--- Records provided Enclosed Below ---

PR #1820, opened 2023-09-15
New API to define triggers

Lendemor:
### All Submissions:

### Type of change

### Changes To Core Features:

### Description

Change the API for defining the signature expected for any event triggers (uncontrolled or controlled):

```python
def get_event_triggers(self):
    return super().get_event_triggers() | { 
        "trigger_name": lambda: [], #uncontrolled 
        "trigger_name": lambda e0: [e0], #1 args 
        "trigger_name": lambda e0,e1: [e0, e1.target.value], #2 args or more
    }
```

Deprecate the following : `get_controlled_triggers`, `EVENT_ARG`, `get_triggers`, `EventChain`

Also remove the unused and not working component `CopyToClipboard`


reflex/constants.py
```diff
@@ -363,6 +363,37 @@ class RouteRegex(SimpleNamespace):
...
+    ON_MOUSE_UP = "on_mouse_up"
+    ON_SCROLL = "on_scroll"
+    ON_SUBMIT = "on_submit"
+    ON_MOUNT = "on_mount"
+    ON_UNMOUNT = "on_unmount"
+
+
 # Names of event handlers on all components mapped to useEffect
 ON_MOUNT = "on_mount"
 ON_UNMOUNT = "on_unmount"
```
masenf, line 399: probably can ditch these now

reflex/event.py
```diff
@@ -462,7 +511,9 @@ def call_event_fn(fn: Callable, arg: Var) -> list[EventSpec]:
     return events
 
 
-def get_handler_args(event_spec: EventSpec, arg: Var) -> tuple[tuple[Var, Var], ...]:
+def get_handler_args(
+    event_spec: EventSpec, arg: Var | ArgsSpec
```
masenf, line 515: does this function even use `arg`?

masenf (commented):
This looks awesome!

reflex/event.py
Lendemor: It doesn't, I just kept the signature since `arg` was passed beforehand, but we could remove it I think.

reflex/event.py
```diff
@@ -392,21 +397,62 @@ def call_event_handler(event_handler: EventHandler, arg: Var) -> EventSpec:
...
+    Args:
+        arg_spec: The spec of the args.
+
+    Returns:
+        The parsed args.
+    """
+    spec = inspect.getfullargspec(arg_spec)
+    return arg_spec(
+        *[
+            BaseVar(name=f"_{l_arg}", type_=FrontendEvent, is_local=True)
```
masenf, line 449:
```suggestion
            BaseVar(
                name=f"_{l_arg}",
                type_=spec.annotations.get(l_arg, FrontendEvent),
                is_local=True,
            )
```

We should let the user supply the correct types here:

```python
class C1State(State):
    def mock_handler(self, _e, bravo, charlie):
        pass


def test_component_event_trigger_arbitrary_args():
    class Obj(rx.Base):
        custom: int = 0

    def on_foo(
        _e,
        alpha: str,
        bravo: dict[str, Any],
        charlie: Obj,
    ):
        return [_e.target.value, bravo["nested"], charlie.custom + 42]

    class C1(Component):
        library = "/local"
        tag = "C1"

        def get_event_triggers(self) -> Dict[str, Any]:
            return {
                "on_foo": on_foo,
            }

    rendered = C1.create(on_foo=C1State.mock_handler).render()
    assert rendered["props"][0] == (
        "onFoo={(__e,_alpha,_bravo,_charlie) => addEvents("
        '[Event("c1_state.mock_handler", {_e:__e.target.value,bravo:_bravo["nested"],charlie:(_charlie.custom + 42)})], '
        "(__e,_alpha,_bravo,_charlie))}"
    )
```

masenf (changes requested):

reflex/event.py
Lendemor: I've added your suggestion, it seems to work when running a normal app, but running `pytest` fail with type errors.
(for both the Dict and custom Obj arguments)

masenf (dismissed):
Love the new API. This is great!

reflex/components/component.py
```diff
@@ -258,45 +257,93 @@ def _create_event_chain(
...
+            deprecated_triggers = {
+                trigger: lambda: [] for trigger in deprecated_triggers
+            }
+        else:
+            deprecated_triggers = {}
+
+        deprecated_controlled_triggers = self.get_controlled_triggers()
+        if deprecated_controlled_triggers:
+            console.deprecate(
+                feature_name="get_controlled_triggers ({self.__class__.__name__})",
```
picklelo, line 311: Should this be an f-string?

reflex/components/forms/checkbox.py
```diff
@@ -48,14 +49,15 @@ class Checkbox(ChakraComponent):
     # The spacing between the checkbox and its label text (0.5rem)
     spacing: Var[str]
 
-    def get_controlled_triggers(self) -> Dict[str, Var]:
+    def get_event_triggers(self) -> dict[str, Union[Var, Any]]:
```
picklelo, line 52: We could define a type `Callable[Var, List[Var]]` for the lambda type and use that instead of `Any`. Also, when would `Var` be the dictionary value type, wouldn't it always be a Callable?

reflex/utils/format.py
```diff
@@ -300,9 +301,21 @@ def format_prop(
 
         # Handle event props.
         elif isinstance(prop, EventChain):
+            if prop.args_spec is None:
```
picklelo, line 304: Maybe we can move this into a function `format_event_chain` as it's quite complex? (Can be done in a follow up)

reflex/components/component.py
```diff
@@ -220,36 +219,36 @@ def _create_event_chain(
...
 
+        wrapped = False
         # If the input is a single event handler, wrap it in a list.
         if isinstance(value, (EventHandler, EventSpec)):
+            wrapped = True
             value = [value]
 
         # If the input is a list of event handlers, create an event chain.
         if isinstance(value, List):
+            if not wrapped:
```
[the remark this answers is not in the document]
masenf: I'm good deprecating it. I think we should seek community feedback before removing it.

reflex/utils/format.py
Lendemor: This is the code for the backward compatibility of previous EVENT_ARG, we can simplify it later when we actually remove the feature.

reflex/components/forms/checkbox.py
Lendemor: I put Any because my previous definition using LambdaTypes was causing a lot of pyright errors.

Also the Union[Var, ...] is for backward compatibility until removal of deprecated features.

masenf (approved):
re-approve

picklelo (approved):

PR #1827, opened 2023-09-18
Prevent Substate class shadowing

ElijahAhianyo:
This PR aims to prevent shadowing children substate which inherently leads to unexpected behaviors since they're not exactly shadowed. With this PR the following example will throw an error:

```python
import reflex as rx

class State(rx.State):
       ...

class ChildState(State):
       ...

class ChildState(State):
      ... 
```

### DIFF
--- a/reflex/state.py
+++ b/reflex/state.py
@@ -93,6 +93,9 @@ class State(Base, ABC, extra=pydantic.Extra.allow):
             *args: The args to pass to the Pydantic init method.
             parent_state: The parent state.
             **kwargs: The kwargs to pass to the Pydantic init method.
+
+        Raises:
+            ValueError: If a substate class shadows another.
         """
         kwargs["parent_state"] = parent_state
         super().__init__(*args, **kwargs)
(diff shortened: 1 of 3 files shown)


picklelo (approved):
nice fix!

PlutarcoII:
> This PR aims to prevent shadowing children substate which inherently leads to unexpected behaviors since they're not exactly shadowed. With this PR the following example will throw an error:
> 
> ```python
> import reflex as rx
> 
> class State(rx.State):
>        ...
> 
> class ChildState(State):
>        ...
> 
> class ChildState(State):
>       ... 
> ```

In reflex docs substate is an option when your app is growing up.. https://reflex.dev/docs/state/substates/
Could you please provide an example how-to do this with this new update?

masenf:
@PlutarcoII the examples in the docs _should_ still work. This PR just prevents substates from having the exact same name due to how the state tree is implemented internally. It's possible that in the future this restriction may be lifted, but for now, just use different class names for each substate and it will work.

PlutarcoII:
@masenf I arrive here due to an error in my code when I upgraded to reflex 0.2.8, but I didn't realize that I had two classes with the same name in different files. Thanks for your clarification.

PR #1828, opened 2023-09-18
rx.table __bool__ regression fix

### LINKED ISSUE #1826: Rows in component Table cannot be converted to bool for user with 'if'
**Describe the bug**
In the component Table code, rows passed to the table to be displayed is used in a if statement. For this reason, when execute reflex run, the next message appears:

```
 File "C:\Users\******\Documents\Herramientas061\herramientas061\pages\buscartrabajadores.py", line 148, in buscartrabajadores
    rx.table(
  File "C:\Python311\Lib\site-packages\reflex\components\datadisplay\table.py", line 53, in create
    if rows:
  File "C:\Python311\Lib\site-packages\reflex\vars.py", line 214, in __bool__
    raise TypeError(
TypeError: Cannot convert Var 'principal_state.buscar_trabajadores_state.resultado_busqueda' to bool for use with `if`, `and`, `or`, and `not`. Instead use `rx.cond` and bitwise operators `&` (and), `|` (or), `~` (invert).
(venv)
```

The error points to this if statement in table.py component:

```python

        if len(children) == 0:
            children = []

            if caption:
                children.append(TableCaption.create(caption))

            if headers:
                children.append(Thead.create(headers=headers))

            if rows:  # <--- ERROR HERE
                children.append(Tbody.create(rows=rows))

            if footers:
                children.append(Tfoot.create(footers=footers))
        return super().create(*children, **props)

```

Running 0.2.7 version. In 0.2.6 version worked for me. The error appeared updating reflex to 0.2.7 and perform the reflex init

Some code here:

```python

class BuscarTrabajadoresState (PrincipalState):
    text: str = ""
    unidad_funcional: str = ""
    
    @rx.var
    def resultado_busqueda(self) -> List[Tuple[str,str,str,str]] :
        if len(self.text)>0 or len(self.unidad_funcional)>0:
            return buscar_en_lineas(self.text, self.unidad_funcional)
        else:
            return []
```

And in layout:

```python

rx.table(
    headers=["DNI", "Nombre", "Categoría/Unidad Funcional", "Telefono"],
    rows=BuscarTrabajadoresState.resultado_busqueda,
    variant="striped",
    color_scheme="blue",
    width="100%"
),

```

 - Python Version: 3.11.4
 - Reflex Version: 0.2.7
 - OS: Windows 10
 - Browser (Optional): Chrome

ElijahAhianyo:
This PR fixes a regression in the table component. It updates the If statement/condition to check for `None` rather than the truthiness of a Var which is currently disallowed.
It also adds type-checking to the props of `Tfoot`, `Thead` and `Tbody`.
In addition, integration tests have been added for the component as well unit tests.

fixes #1826

### DIFF
--- a/reflex/components/datadisplay/table.py
+++ b/reflex/components/datadisplay/table.py
@@ -129,7 +129,7 @@ class Tbody(ChakraComponent):
             Component: The table body component
         """
         if len(children) == 0:
-            cls.validate_rows(rows)
+            cls.validate_rows(rows) if rows is not None else None
 
             if isinstance(rows, Var):
                 children = [
--- a/reflex/components/datadisplay/table.py
+++ b/reflex/components/datadisplay/table.py
@@ -97,13 +97,14 @@ class Thead(ChakraComponent):
             TypeError: If headers are not of type list or type tuple.
 
         """
+        allowed_types = (list, tuple)
         if (
             (
                 isinstance(headers, Var)
-                and types.get_base_class(headers.type_) not in (list, tuple)
+                and not types.check_type_in_allowed_types(headers.type_, allowed_types)
             )
             or not isinstance(headers, Var)
-            and types.get_base_class(type(headers)) not in (list, tuple)
+            and not types.check_type_in_allowed_types(type(headers), allowed_types)
         ):
             raise TypeError("table headers should be a list or tuple")
 
@@ -153,6 +154,7 @@ class Tbody(ChakraComponent):
         Raises:
             TypeError: If rows are not lists or tuples containing inner lists or tuples.
         """
+        allowed_subclasses = (List, Tuple)
         if isinstance(rows, Var):
             outer_type = rows.type_
             inner_type = (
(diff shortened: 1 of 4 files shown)


reflex/components/datadisplay/table.py
```diff
@@ -77,8 +78,20 @@ def create(cls, *children, headers=None, **props) -> Component:
...
         if len(children) == 0:
+            if (
+                (
+                    isinstance(headers, Var)
+                    and types.get_base_class(headers.type_) not in (list, tuple)
+                )
+                or not isinstance(headers, Var)
+                and types.get_base_class(type(headers)) not in (list, tuple)
+            ):
+                raise TypeError("table headers should be a list or tuple")
```
masenf, line 94: i think it would be nice to extract this logic out into a helper function for readability

masenf (approved):
one suggestion, but overall i'm good with this.

picklelo (changes requested):
Agreed with @masenf , can we refactor the repeated type checking logic into a common function to clean things up?

reflex/components/datadisplay/table.py
ElijahAhianyo: got it

picklelo (approved):

PR #1831, opened 2023-09-18
Core Graphing Rework 

Alek99:
## Note

I am still getting the error: 
```
Unhandled Runtime Error
Error: Hydration failed because the initial UI does not match what was rendered on the server.

See more info here: https://nextjs.org/docs/messages/react-hydration-error
```

##  Example Code To Test
```python
import reflex as rx


class State(rx.State):
    data = [
  {
    "name": "A",
    "uv": 4000,
    "pv": 2400,
    "amt": 2400
  },
  {
    "name": "B",
    "uv": 3000,
    "pv": 1398,
    "amt": 2210
  },
  {
    "name": "C",
    "uv": 2000,
    "pv": 9800,
    "amt": 2290
  },
  {
    "name": "D",
    "uv": 2780,
    "pv": 3908,
    "amt": 2000
  },
  {
    "name": "E",
    "uv": 1890,
    "pv": 4800,
    "amt": 2181
  },
  {
    "name": "F",
    "uv": 2390,
    "pv": 3800,
    "amt": 2500
  },
  {
    "name": "G",
    "uv": 3490,
    "pv": 4300,
    "amt": 2100
  }
]

 
def area_example():
    return rx.area_chart(
            rx.area(
                data_key="uv",
                stroke="#8884d8",
                fill="#8884d8",
            ),
            rx.area(
                data_key="pv",
                stroke="#82ca9d", 
                fill="#82ca9d",
            ),
            rx.x_axis(
                data_key="name",
            ),
            rx.y_axis(), 
            data=State.data,
            width=1000,
            height=400,
        )

def bar_example():
    return rx.bar_chart(
            rx.bar(
                data_key="uv",
                fill="#8884d8",
            ),
            rx.bar(
                data_key="pv",
                fill="#82ca9d",
            ),
            rx.x_axis(
                data_key="name",
            ),
            rx.y_axis(),
            data=State.data,
            width=500,
            height=400,
    )

def line_example():
    return rx.line_chart(
            rx.line(
                data_key="uv",
                stroke="#8884d8",
                fill="#8884d8",
            ),
            rx.line(
                data_key="pv",
                stroke="#82ca9d",
                fill="#82ca9d",
            ),
            rx.x_axis(
                data_key="name",
            ),
            rx.y_axis(),
            data=State.data,
            width=500,
            height=400,
        )


def composed():
    return 


def index():
    return rx.vstack(
        area_example(),
        rx.hstack(
            bar_example(),
            line_example(),
        ),
        width = "100%",
        padding_top = "5em",
    )


app = rx.App()
app.add_page(index)
app.compile()
```


Alek99:
The integration test are failing here because reflex web is using victory charts and I have removed them, instead of removing should we consider deprecating. However victory charts are broken because they can't work with state so totally removing also makes sense here

reflex/components/graphing/recharts/charts.py
```diff
@@ -0,0 +1,191 @@
...
+
+from typing import Any, Dict, List, Union
+
+from reflex.vars import Var
+
+from .recharts import Recharts
+
+
+class ChartBase(Recharts):
+    """A component that wraps a victory lib."""
```
masenf, line 11:
```suggestion
    """A base class for cartesian charts in Recharts."""
```

masenf (commented):
For whatever reason, I'm getting a hydration error when running the sample code... 🤔

reflex/components/graphing/recharts/charts.py
Alek99: Yeah that's expected getting the same error as well

Alek99: I'm pretty sure I just need to disable SSR but when doing this the graphs seems to go blank, investigating

Alek99: Nikhil found this which fixed https://stackoverflow.com/questions/72311188/hydration-failed-error-using-recharts-with-nextjs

--- End of Enclosed Records provided ---

To do: Using the listing above, locate the lines that hold "packages" and copy each one.

Solution:
  File "C:\Python311\Lib\site-packages\reflex\components\datadisplay\table.py", line 53, in create
  File "C:\Python311\Lib\site-packages\reflex\vars.py", line 214, in __bool__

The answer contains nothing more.